Sorting the input records
-
Double-click tSortRow to open its
Component view.
-
Under the Criteria table, click the plus
button twice to add two rows. -
In the first row, select GID for the
Schema column column, alpha for the Sort num or
alpha column and asc for
the Order asc or desc column. This means
that the sorting is performed on the GID
column of the input schema, in terms of its ascending alphabetical order.
Thus the other columns are sorted accordingly. -
Do the same to select GRP_SIZE,
num and desc accordingly in the second row.

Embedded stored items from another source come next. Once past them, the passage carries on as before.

Issue #1471, opened 2024-06-03
Update Android SDK 7.4.0


f1sh1918:
**Describe the bug**
A crash issue and a potential fix was provided in the google play console
https://play.google.com/console/u/0/developers/5269030016285360668/app/4973007456755967197/vitals/crashes/6baa03584c1adfd4b7d3aff7574e804d/details?days=28. which seems to be connected to `Android SDK 7.3.1`

I'm not sure how to reproduce it but it should be fixed with updated `Android SDK 7.4.0`

**Expected behavior**
App does not crash

PR #1376, opened 2024-04-04
1354: Migrate to declarative gradle plugins

michael-markl:
### Changes

* Applied migration according to [Flutter's migration guide](https://docs.flutter.dev/release/breaking-changes/flutter-gradle-plugin-apply) 
* Removed some dependencies workaround
* Removed a path lookup workaround

### Side effects

Hopefully none.

### Resolved issues

Fixes: #1354

PR #1577, opened 2024-08-19
1471: Update android sdk

f1sh1918:
### Short description

This issue was reported from the play store even i couldn't reproduce any crash.

### Proposed changes

- update android sdk version

### Side effects

- none

### Resolved issues

Fixes: #1471 

### Testing
- build and start the app on android

### DIFF
--- a/frontend/android/settings.gradle
+++ b/frontend/android/settings.gradle
@@ -18,7 +18,7 @@ pluginManagement {
 
 plugins {
     id "dev.flutter.flutter-plugin-loader" version "1.0.0"
-    id "com.android.application" version "7.3.1" apply false
+    id "com.android.application" version "7.4.0" apply false
     id "org.jetbrains.kotlin.android" version "1.7.10" apply false
 }
 


ztefanie (changes requested):
...

f1sh1918:
> ...

what does this mean @ztefanie ?

ztefanie:
Yeah sorry, i wrote that the android plugin version must match the dependency version, which I am not sure if this is currently the case. Then i wanted to check, but I am lost in the rabbit hole of getting protoc plugin working again. So not sure it your PR is valid as i can not check. I wanted to edit the message as soon as i get my setup fixed, but it takes forever.

ztefanie (approved):
I am a little bit confused as i cannot find the dependencies class import and this needs to match the plugin version you updated. Where is our buildscript gradle settings block?

But I could start the app without issues on the emulator so i will approve

steffenkleinle (approved):
Not sure what exactly to test/look for here but I built nürnberg in the production version and navigated around a bit without anything crashing on my real android device.

f1sh1918:
@ztefanie not sure if this issue is related to this and if this dependency class import is still needed with declarative plugins
https://github.com/digitalfabrik/entitlementcard/pull/1376/files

Then you can run this Job.
The tLogRow component is used to present the
execution result of the Job.
-
If you want to configure the presentation mode on its Component view, double-click the tLogRow component of interest to open the
Component view and in the Mode area, then, select the Table (print values in cells of a table) check box. -
Press F6 to run this Job.
Once done, the Run view is opened automatically,
where you can check the execution result.
The result after the first pass reads as follows:

The result after the second pass reads as follows:

Note
For the reason of page space, the results are not totally presented.
When you compare, for example, the customer name Alexander from the results of the two passes, you will find that
more customers using the last name Alexander are
grouped together after the second pass:
-
In the first pass, Jeremy Alexander,
Bob Alexander and Maxine Alexander are not distributed in the
same group because the matching is performed only within each block defined
in the T_GEN_KEY_postcode column while
they belong to different blocks, A9, A8 and A3 respectively. -
In the second pass, the matching to be performed uses the blocks defined
in the T_GEN_KEY column. As all of the
three customer names belong to block 2,
so they are grouped together after computing the distance in between. In
addition, you can as well read, from the MASTER column, that Jeremy
Alexander is the master record of its group.